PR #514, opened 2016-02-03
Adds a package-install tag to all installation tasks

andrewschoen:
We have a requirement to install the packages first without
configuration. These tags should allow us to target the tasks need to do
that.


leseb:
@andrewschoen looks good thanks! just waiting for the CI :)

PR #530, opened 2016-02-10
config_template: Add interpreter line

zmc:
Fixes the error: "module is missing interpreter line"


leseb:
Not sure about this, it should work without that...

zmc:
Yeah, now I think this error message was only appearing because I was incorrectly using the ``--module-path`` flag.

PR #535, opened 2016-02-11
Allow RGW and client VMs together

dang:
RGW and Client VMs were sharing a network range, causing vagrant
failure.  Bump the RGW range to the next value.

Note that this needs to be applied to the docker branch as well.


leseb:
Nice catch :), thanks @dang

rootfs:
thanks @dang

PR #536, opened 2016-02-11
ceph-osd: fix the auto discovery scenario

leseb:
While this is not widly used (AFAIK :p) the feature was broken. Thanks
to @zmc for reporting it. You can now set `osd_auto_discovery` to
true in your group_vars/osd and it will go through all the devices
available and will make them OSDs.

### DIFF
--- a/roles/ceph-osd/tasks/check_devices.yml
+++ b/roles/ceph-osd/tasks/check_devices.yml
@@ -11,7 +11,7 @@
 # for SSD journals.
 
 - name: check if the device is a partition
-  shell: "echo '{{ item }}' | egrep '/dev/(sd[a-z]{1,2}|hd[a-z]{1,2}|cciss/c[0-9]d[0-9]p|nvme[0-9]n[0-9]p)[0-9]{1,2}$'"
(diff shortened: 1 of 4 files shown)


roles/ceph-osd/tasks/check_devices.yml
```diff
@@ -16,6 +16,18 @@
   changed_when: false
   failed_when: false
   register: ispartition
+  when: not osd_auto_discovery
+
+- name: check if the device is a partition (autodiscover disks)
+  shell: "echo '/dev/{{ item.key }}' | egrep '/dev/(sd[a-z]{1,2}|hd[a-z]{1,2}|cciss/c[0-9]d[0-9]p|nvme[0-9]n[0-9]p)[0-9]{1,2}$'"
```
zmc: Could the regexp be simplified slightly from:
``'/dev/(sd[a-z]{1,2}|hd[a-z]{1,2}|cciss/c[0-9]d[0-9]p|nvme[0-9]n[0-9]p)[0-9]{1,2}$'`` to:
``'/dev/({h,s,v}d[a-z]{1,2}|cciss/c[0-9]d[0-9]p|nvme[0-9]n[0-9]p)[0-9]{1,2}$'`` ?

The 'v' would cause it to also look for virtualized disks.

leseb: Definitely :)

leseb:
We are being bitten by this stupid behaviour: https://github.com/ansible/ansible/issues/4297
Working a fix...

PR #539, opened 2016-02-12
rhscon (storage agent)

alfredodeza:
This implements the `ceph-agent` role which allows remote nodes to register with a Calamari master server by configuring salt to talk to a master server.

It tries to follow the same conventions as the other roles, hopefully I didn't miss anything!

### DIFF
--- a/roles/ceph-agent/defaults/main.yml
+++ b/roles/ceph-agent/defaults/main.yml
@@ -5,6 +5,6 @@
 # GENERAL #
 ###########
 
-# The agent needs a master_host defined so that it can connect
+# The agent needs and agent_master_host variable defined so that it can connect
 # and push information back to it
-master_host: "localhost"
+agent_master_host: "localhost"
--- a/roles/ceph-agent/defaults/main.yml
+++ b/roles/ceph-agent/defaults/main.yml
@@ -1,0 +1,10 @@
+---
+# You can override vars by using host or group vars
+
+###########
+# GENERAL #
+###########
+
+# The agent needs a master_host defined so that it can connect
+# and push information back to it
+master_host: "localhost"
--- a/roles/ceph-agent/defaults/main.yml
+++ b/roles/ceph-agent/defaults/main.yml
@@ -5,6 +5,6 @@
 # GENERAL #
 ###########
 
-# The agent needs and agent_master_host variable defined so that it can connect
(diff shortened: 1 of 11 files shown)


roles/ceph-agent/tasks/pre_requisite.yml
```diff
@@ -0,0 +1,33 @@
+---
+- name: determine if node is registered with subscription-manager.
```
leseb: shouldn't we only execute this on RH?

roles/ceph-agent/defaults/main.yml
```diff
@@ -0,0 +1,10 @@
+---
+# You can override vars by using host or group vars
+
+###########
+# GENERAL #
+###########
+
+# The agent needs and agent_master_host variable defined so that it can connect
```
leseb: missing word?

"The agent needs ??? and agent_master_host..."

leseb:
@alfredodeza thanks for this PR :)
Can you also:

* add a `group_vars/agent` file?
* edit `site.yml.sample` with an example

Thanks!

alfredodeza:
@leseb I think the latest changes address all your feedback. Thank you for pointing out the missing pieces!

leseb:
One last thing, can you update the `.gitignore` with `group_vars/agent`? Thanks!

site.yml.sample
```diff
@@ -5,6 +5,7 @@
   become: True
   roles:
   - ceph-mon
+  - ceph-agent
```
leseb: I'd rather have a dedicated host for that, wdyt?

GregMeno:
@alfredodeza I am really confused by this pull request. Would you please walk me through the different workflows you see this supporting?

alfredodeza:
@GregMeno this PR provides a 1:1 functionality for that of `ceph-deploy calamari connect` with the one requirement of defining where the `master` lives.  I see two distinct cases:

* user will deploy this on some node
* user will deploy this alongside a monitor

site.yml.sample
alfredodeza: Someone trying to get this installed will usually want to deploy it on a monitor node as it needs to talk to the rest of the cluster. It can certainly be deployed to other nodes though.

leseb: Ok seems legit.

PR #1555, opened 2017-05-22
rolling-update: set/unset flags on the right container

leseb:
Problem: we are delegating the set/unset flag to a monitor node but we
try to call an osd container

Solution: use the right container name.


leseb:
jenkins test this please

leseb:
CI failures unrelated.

════

### TASK PROMPT
Which lines in the records above contain the word "dang"? Copy each one.

### THE ANSWER
dang:
Nice catch :), thanks @dang
thanks @dang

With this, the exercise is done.